On the effectiveness of substitution rate. In Figure 3(a), we study the impact of substitution rate $p$ on the detection accuracy. When $p=0$, RS&V degenerates to the normally trained model without the detection module, which exhibits high classification accuracy on benign samples but low detection accuracy on adversarial examples. With the increment on the value of $p$, more words in the input text would be substituted, but the accuracy on the benign sample is stable with slight decay, indicating the model’s high robustness against such randomized synonym substitution. In contrast, the detection accuracy on adversarial examples increases significantly when we increase the value of $p$ till $p=60\%$, which is intuitive that replacing more words in the input text with synonyms would be more likely to eliminate the adversarial perturbation. Thus, we set $p=60\%$ in the main experiments.

On the effectiveness of number of votes. As shown in Figure 3(b), when the number of votes $k=1$, there would be only a single input text and the vote cannot make any difference, hence, RS&V exhibits the lowest accuracy on either benign samples or adversarial examples. With the increment on the value of $k$, the accuracy on both benign samples and adversarial examples increases significantly, especially for the detection accuracy. With a large value of $k\geq 10$, RS&V maintains high and stable performance, supporting that our vote could eliminate the variance of randomized substitution and stabilize the detection process. In the main experiments, we simply select a large value of $k=25$ on all datasets.

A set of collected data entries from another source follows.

PR #132, opened 2018-03-07
CA-236855: VM.clean_shutdown task not completing on slave

YarsinCitrix:
From some historical test, it is found xapi (events_watch thread, for xenopsd events) is stuck some where some time. Further analysis found it is due to some earlier xapi->xcp-networkd call did not get response hence some mutex is not release so later use of the mutex is blocked. The reason the xapi->xcp-networkd is not responsed is further due to xcp-networkd to PVS proxy is not responded. After discussion with Rob and Jon, it is decided to add a time guard for xcp-networkd for the call to PVSproxy.

The implementation added a timebox call, in which another thread is created to do the actual RPC call, and the original thread will wait for some configurable timeout seconds, and proceed if the call did not ended.

### DIFF
--- a/networkd/network_server.ml
+++ b/networkd/network_server.ml
@@ -1016,20 +1016,31 @@ module PVS_proxy = struct
     
     let do_call call =
             let timebox ~timeout f =
-                let fd_in, fd_out = Unix.pipe () in
+				let fd_mutex = Xapi_stdext_threads.Threadext.Mutex.create () in
+				let fd_in, fd_out = Unix.pipe () in
+				let fd_closed = ref false in
+				let close_fd fd = Xapi_stdext_threads.Threadext.Mutex.execute fd_mutex
+					( fun () ->
+						if not !fd_closed then begin
+							fd_closed := true;
+							Unix.close fd
+						end
+					)
+				in
                 let _ =  Thread.create
                     (fun () ->
-                    f;
+                    f ();
                     debug "Complete execution in thread.";
-                    Unix.close fd_out) () in
+                    close_fd fd_out) () in
                 if Thread.wait_timed_read fd_in timeout then
                     debug "Timed execution completion."
                 else
                     debug "Timed execution timed out.";
-                Unix.close fd_in
+                Unix.close fd_in;
+                close_fd fd_out
             in
             
-            let rpc_call =
+            let rpc_call () =
                 try
                     Jsonrpc_client.with_rpc ~path:!path ~call ()
                 with e ->
--- a/networkd/network_server.ml
+++ b/networkd/network_server.ml
@@ -24,6 +24,7 @@ let network_conf = ref "/etc/xcp/network.conf"
 let config : config_t ref = ref Network_config.empty_config
 let backend_kind = ref Openvswitch
 let enic_workaround_until_version = ref "2.3.0.30"
+let pvsproxy_rpc_timeout = ref 300.0
 
 let legacy_management_interface_start () =
 	try
@@ -1012,13 +1013,31 @@ module PVS_proxy = struct
     open S.PVS_proxy
 
     let path = ref "/opt/citrix/pvsproxy/socket/pvsproxy"
+    
+    let do_call call =
+            let timebox ~timeout f =
+                let fd_in, fd_out = Unix.pipe () in
+                let _ =  Thread.create
+                    (fun () ->
+                    f;
+                    debug "Complete execution in thread.";
+                    Unix.close fd_out) () in
+                if Thread.wait_timed_read fd_in timeout then
+                    debug "Timed execution completion."
+                else
+                    debug "Timed execution timed out.";
+                Unix.close fd_in
+            in
+            
+            let rpc_call =
+                try
+                    Jsonrpc_client.with_rpc ~path:!path ~call ()
+                with e ->
+                    error "Error when calling PVS proxy: %s" (Printexc.to_string e);
+                    raise PVS_proxy_connection_error
+            in
 
-	let do_call call =
-		try
-			Jsonrpc_client.with_rpc ~path:!path ~call ()
-		with e ->
-			error "Error when calling PVS proxy: %s" (Printexc.to_string e);
-			raise PVS_proxy_connection_error
+            timebox ~timeout:!pvsproxy_rpc_timeout rpc_call
 
 	let configure_site dbg config =
 		debug "Configuring PVS proxy for site %s" config.site_uuid;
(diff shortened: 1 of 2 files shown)


networkd/network_server.ml
```diff
@@ -1012,13 +1013,31 @@ module PVS_proxy = struct
...
+                    debug "Complete execution in thread.";
+                    Unix.close fd_out) () in
+                if Thread.wait_timed_read fd_in timeout then
+                    debug "Timed execution completion."
+                else
+                    debug "Timed execution timed out.";
+                Unix.close fd_in
+            in
+            
+            let rpc_call =
```
mseri: I don't understand... from what this code looks like, `rpc_call` is the actual value of the call, it's not running in a separate thread. Also these are OCaml threads, they are not really parallel. Also it seems that nothing is writing in `fd_in`, so that would stay blocked forever. Finally, I don't see a `Thread.join` or some other mean to make sure we execute and complete the thread. I think this code is not doing what it should

mseri: Even if one adds the necessary `()` to run the call in the thread, I think this it is tricky to get right and the code above is not what we need. There is an infamous stackoverflow question that shows some options with different threadoffs and how tricky they are: https://stackoverflow.com/questions/35001959/interrupt-a-call-in-ocaml

Note in addition that one has to be very careful when dealing with `Thread.kill` and it generally not recommended.

edwintorok: Would be better to add the timeout on the socket itself, you can try `setsockopt` to set timeouts on individual reads, or use `select` to wait for available input or a timeout (although thats not so easy to do because the code deals with buffered channels, not file descriptors directly)

YarsinCitrix: @mseri , this timebox call is following the style of implementation from the same named function timebox in ocaml/xapi/helpers.ml, which seems to be already used in xenopsd. And I did test both sunny day and rainy day scenario, refer to the ca ticket log, it works as expected. The issue you mentioned in the post seems not apply to the current implementation.

YarsinCitrix: @edwintorok , Rob suggest me to do this on the call, I guess the reason is Jon is trying to add something at lower level for the RPC call, like on socket as you mentioned.

lindig: This is the `timebox` code from xapi. I doubt that the code above can work because the `Thread.create` does not apply function `f`. It is applied in the code below.

```
let timebox ~timeout ~otherwise f =
  let fd_in, fd_out = Unix.pipe () in
  let result = ref otherwise in
  let _ =  Thread.create
      (fun () ->
         (try
            let r = f () in
            result := fun () -> r
          with e ->
            result := fun () -> raise e);
         Unix.close fd_out) () in
  let _ = Thread.wait_timed_read fd_in timeout in
  Unix.close fd_in;
  !result ()
```

networkd/network_server.ml
```diff
@@ -1012,13 +1013,31 @@ module PVS_proxy = struct
...
+                try
+                    Jsonrpc_client.with_rpc ~path:!path ~call ()
```
robhoes: Removing the `()` at the end would be a good start. Otherwise (as @mseri said), this `rpc_call` won't be a function, the this would block here immediately before even creating any threads.

networkd/network_server.ml
robhoes: @edwintorok I'm not sure exactly how `Thread.wait_timed_read` (from the standard library) is implemented, but it may just use `select` internally. The docs say "Suspend the execution of the calling thread until at least one character is available for reading ". This xapi function confuses me as well, because nothing is written to `fd_in`.

robhoes: Ah, here it is:
```
let wait_timed_read fd d =
  match Unix.select [fd] [] [] d with ([], _, _) -> false | (_, _, _) -> true
```

networkd/network_server.ml
```diff
@@ -1012,13 +1013,31 @@ module PVS_proxy = struct
...
-	let do_call call =
-		try
-			Jsonrpc_client.with_rpc ~path:!path ~call ()
-		with e ->
-			error "Error when calling PVS proxy: %s" (Printexc.to_string e);
-			raise PVS_proxy_connection_error
+    
+    let do_call call =
+            let timebox ~timeout f =
+                let fd_in, fd_out = Unix.pipe () in
```
krizex: If the `f` hangs forever, the `fd_out` will leak, so we should close `fd_out` once timeouted.
`Helpers.timebox` has the same issue. https://github.com/xapi-project/xen-api/blob/master/ocaml/xapi/helpers.ml#L1133

networkd/network_server.ml
edwintorok: I think closing the other side of the pipe wakes up the select, because there is now you can successfully read 0 bytes without blocking, i.e. EOF.

edwintorok: https://github.com/ocaml/ocaml/pull/1656 lets improve the confusing documentation on `wait_timed_read`.

YarsinCitrix:
@mseri , @robhoes  and @krizex , folks, sorry I made a mistake there in previous code! I now have updated the code to reflect changes according to comments, a. making the rpc call a function passing to timebox and executing in the new thread; and b. enhance the fd closing logic with a flag guarded by mutex so no racing condition if both threads are working at the moment.

networkd/network_server.ml
```diff
@@ -1012,13 +1013,42 @@ module PVS_proxy = struct
...
+				let fd_closed = ref false in
+				let close_fd fd = Xapi_stdext_threads.Threadext.Mutex.execute fd_mutex
+					( fun () ->
+						if not !fd_closed then begin
+							fd_closed := true;
+							Unix.close fd
+						end
+					)
+				in
+                let _ =  Thread.create
```
krizex: indentation

networkd/network_server.ml
```diff
@@ -1012,13 +1013,42 @@ module PVS_proxy = struct
...
-	let do_call call =
-		try
-			Jsonrpc_client.with_rpc ~path:!path ~call ()
-		with e ->
-			error "Error when calling PVS proxy: %s" (Printexc.to_string e);
-			raise PVS_proxy_connection_error
+    
+    let do_call call =
+            let timebox ~timeout f =
+				let fd_mutex = Xapi_stdext_threads.Threadext.Mutex.create () in
```
krizex: Is mutex amount limited in OCaml? If yes, we should move this mutex to the module level to make it a module member to avoid mutex leak.
I did some google search, the result shows the implementation in libc does not restrict the amount of mutex.

edwintorok: It is better to have more fine grained locks, creating a new mutex should be as cheap as allocating some memory for it, the GC will take care of claiming it back.

YarsinCitrix:
@mseri and @robhoes, any further comments based on the current version?

mseri:
I am closing this. Further discussion is going to be on the ticket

On the effectiveness of stopword selection portion. We continue to investigate the impact of the stopword selection portion $s$ on the detection accuracy. As illustrated in Figure 3(c), the classification accuracy on benign samples is generally stable for various values of $s$, as our vote strategy has mitigated the variance introduced by randomness, leading to high and stable performance. The detection accuracy, however, increases when $s<2\%$ and decreases significantly when more words in the input text cannot be substituted and thus could not eliminate the adversarial perturbation effectively. In the main experiments, we set $s=2\%$ for better performance.

In summary, the substitution rate $p$, number of votes $k$ and stopword selection portion $s$ significantly influence the performance when they are small ($p\leq 60\%$, $k\leq 10$ or $s\leq 2\%$), while the performance becomes stable for larger $p$ and $k$ but decreases for larger $s$. In our experiments, we adopt $p=60\%$, $k=25$ and $s=2\%$ for high and stable performance.